WHAT THE EXERCISE ASKS.
Consider the entries given below. Count the lines that include "optimized" and give only the count.

Data extracted from a collection
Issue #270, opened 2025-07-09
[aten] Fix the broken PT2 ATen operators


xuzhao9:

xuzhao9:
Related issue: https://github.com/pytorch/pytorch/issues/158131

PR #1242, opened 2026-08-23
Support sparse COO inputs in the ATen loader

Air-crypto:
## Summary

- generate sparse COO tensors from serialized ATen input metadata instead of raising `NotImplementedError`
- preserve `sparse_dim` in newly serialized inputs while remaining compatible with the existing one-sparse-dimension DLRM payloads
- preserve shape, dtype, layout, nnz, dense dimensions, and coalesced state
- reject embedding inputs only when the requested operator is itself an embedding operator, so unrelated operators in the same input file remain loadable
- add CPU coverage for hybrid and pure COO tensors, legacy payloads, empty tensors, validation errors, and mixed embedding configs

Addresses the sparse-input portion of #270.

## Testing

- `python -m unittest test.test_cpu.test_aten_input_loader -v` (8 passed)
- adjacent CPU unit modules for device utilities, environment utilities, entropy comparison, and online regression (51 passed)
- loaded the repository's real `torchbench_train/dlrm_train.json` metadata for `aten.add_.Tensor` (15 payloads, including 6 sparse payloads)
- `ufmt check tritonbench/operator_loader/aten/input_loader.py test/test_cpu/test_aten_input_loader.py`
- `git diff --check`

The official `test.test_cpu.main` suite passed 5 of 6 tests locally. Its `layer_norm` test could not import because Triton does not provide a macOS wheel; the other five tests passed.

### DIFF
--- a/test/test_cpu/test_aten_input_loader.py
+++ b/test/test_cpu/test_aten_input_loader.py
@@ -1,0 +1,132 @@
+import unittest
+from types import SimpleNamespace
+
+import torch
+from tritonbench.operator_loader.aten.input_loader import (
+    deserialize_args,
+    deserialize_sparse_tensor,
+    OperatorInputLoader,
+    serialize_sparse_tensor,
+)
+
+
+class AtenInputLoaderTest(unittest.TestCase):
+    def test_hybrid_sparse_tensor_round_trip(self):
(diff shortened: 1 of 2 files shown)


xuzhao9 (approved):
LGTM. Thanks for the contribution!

...

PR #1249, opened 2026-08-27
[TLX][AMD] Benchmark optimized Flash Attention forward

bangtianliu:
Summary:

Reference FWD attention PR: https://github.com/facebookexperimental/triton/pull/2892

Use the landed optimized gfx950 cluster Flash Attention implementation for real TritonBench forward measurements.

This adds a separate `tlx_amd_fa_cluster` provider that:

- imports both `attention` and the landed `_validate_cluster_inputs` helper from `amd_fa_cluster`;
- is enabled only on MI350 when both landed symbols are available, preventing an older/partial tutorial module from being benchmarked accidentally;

--

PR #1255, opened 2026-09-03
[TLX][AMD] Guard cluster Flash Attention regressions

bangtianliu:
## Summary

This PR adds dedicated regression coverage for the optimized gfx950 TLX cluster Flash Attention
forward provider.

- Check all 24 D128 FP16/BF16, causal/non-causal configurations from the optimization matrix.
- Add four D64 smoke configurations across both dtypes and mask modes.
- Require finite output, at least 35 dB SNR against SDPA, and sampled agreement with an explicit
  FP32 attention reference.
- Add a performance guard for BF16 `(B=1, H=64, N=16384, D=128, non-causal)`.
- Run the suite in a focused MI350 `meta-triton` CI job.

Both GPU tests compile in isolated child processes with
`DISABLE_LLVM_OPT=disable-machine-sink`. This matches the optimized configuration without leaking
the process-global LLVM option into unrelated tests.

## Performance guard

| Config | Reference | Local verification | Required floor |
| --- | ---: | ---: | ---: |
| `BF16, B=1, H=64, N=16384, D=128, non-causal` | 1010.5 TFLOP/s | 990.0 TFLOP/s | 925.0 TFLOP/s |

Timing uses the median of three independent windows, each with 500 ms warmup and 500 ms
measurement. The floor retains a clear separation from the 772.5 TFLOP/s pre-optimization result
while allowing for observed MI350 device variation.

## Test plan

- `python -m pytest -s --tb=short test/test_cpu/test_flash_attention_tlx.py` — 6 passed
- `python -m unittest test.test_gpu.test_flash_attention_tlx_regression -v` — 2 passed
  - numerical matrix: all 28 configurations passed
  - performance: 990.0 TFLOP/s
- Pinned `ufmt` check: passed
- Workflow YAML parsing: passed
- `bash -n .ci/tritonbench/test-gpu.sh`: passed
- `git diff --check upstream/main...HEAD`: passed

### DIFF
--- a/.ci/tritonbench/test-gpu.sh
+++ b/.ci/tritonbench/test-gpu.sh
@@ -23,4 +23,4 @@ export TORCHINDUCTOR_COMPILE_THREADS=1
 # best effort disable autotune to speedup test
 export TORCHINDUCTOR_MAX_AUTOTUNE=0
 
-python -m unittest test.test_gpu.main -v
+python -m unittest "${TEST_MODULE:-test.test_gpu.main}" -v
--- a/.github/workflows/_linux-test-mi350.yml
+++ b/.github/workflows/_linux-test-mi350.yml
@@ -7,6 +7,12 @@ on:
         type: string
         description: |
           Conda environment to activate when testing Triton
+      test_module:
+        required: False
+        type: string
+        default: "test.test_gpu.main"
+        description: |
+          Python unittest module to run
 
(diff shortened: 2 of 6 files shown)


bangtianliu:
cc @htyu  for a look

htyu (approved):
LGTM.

YOUR SOLUTION.
4